About this task:
Check every line of the entries for "different", and copy the lines that hold it.

[Input records — start]

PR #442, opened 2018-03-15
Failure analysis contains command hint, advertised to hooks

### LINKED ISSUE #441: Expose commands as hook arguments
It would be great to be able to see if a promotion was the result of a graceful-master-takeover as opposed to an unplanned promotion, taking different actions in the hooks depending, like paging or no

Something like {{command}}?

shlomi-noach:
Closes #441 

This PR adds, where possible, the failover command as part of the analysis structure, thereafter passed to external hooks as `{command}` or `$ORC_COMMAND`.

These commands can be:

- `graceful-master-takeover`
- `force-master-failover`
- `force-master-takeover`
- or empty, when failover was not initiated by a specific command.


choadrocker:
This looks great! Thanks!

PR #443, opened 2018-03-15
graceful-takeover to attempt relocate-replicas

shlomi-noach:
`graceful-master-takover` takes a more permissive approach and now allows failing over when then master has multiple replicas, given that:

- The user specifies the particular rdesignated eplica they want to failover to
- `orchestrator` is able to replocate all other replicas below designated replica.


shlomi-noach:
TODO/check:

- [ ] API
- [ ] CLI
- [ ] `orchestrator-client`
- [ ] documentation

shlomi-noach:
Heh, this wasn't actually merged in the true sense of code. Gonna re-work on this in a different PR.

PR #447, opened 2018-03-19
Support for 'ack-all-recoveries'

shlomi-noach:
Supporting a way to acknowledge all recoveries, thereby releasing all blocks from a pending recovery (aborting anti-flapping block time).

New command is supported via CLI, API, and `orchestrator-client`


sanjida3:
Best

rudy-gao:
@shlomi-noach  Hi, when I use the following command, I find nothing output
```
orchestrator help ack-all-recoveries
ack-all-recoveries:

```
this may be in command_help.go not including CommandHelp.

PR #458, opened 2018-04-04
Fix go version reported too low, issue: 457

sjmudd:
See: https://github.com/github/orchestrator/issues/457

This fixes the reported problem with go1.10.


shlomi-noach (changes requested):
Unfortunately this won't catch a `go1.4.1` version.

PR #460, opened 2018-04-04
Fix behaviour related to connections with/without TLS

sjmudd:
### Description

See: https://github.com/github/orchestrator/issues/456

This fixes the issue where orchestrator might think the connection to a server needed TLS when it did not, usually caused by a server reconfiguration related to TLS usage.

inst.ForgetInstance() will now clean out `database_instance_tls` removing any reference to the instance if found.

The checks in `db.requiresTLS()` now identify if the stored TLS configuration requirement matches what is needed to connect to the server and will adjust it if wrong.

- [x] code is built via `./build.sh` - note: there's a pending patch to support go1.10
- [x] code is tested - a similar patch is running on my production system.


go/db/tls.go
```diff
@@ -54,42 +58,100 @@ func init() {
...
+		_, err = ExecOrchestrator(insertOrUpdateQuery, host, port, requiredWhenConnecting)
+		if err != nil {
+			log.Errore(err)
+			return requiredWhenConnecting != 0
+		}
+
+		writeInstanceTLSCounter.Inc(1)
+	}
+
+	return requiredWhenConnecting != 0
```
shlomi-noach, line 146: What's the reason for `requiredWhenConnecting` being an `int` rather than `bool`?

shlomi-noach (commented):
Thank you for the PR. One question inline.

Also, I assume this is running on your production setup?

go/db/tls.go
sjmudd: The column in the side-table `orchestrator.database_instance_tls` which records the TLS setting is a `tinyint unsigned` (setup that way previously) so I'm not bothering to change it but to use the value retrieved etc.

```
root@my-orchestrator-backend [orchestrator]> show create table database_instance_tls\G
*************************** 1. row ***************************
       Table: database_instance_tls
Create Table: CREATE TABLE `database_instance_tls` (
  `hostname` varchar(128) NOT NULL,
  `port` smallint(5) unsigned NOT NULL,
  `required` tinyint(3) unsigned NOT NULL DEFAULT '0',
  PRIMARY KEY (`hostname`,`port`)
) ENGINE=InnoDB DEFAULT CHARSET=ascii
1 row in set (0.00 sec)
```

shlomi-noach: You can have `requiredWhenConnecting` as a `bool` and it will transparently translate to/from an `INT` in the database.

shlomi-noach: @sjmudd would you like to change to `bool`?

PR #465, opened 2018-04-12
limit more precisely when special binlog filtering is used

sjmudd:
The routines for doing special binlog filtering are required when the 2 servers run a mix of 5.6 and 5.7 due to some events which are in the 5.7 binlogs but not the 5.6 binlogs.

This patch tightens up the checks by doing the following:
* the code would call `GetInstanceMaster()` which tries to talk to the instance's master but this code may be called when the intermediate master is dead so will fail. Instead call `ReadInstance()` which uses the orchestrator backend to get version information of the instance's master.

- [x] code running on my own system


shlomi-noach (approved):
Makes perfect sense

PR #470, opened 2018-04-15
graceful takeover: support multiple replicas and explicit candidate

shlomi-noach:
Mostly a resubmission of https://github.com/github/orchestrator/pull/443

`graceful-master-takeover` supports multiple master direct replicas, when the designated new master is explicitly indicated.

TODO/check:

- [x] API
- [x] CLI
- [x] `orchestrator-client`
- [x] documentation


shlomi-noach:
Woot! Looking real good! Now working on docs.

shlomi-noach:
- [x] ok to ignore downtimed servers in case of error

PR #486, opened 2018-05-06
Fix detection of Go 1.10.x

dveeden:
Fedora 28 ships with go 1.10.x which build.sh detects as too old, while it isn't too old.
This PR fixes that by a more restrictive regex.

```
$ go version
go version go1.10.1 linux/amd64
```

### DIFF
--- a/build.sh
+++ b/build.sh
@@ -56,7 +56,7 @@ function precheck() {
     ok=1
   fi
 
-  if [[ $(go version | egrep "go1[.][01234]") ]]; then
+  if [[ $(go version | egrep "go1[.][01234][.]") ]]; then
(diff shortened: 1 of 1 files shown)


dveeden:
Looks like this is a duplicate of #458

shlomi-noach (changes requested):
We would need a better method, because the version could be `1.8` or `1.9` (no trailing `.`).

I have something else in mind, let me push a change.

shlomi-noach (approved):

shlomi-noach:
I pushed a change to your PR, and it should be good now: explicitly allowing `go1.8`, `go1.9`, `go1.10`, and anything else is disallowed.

[Input records — finish]

Output:
It would be great to be able to see if a promotion was the result of a graceful-master-takeover as opposed to an unplanned promotion, taking different actions in the hooks depending, like paging or no
Heh, this wasn't actually merged in the true sense of code. Gonna re-work on this in a different PR.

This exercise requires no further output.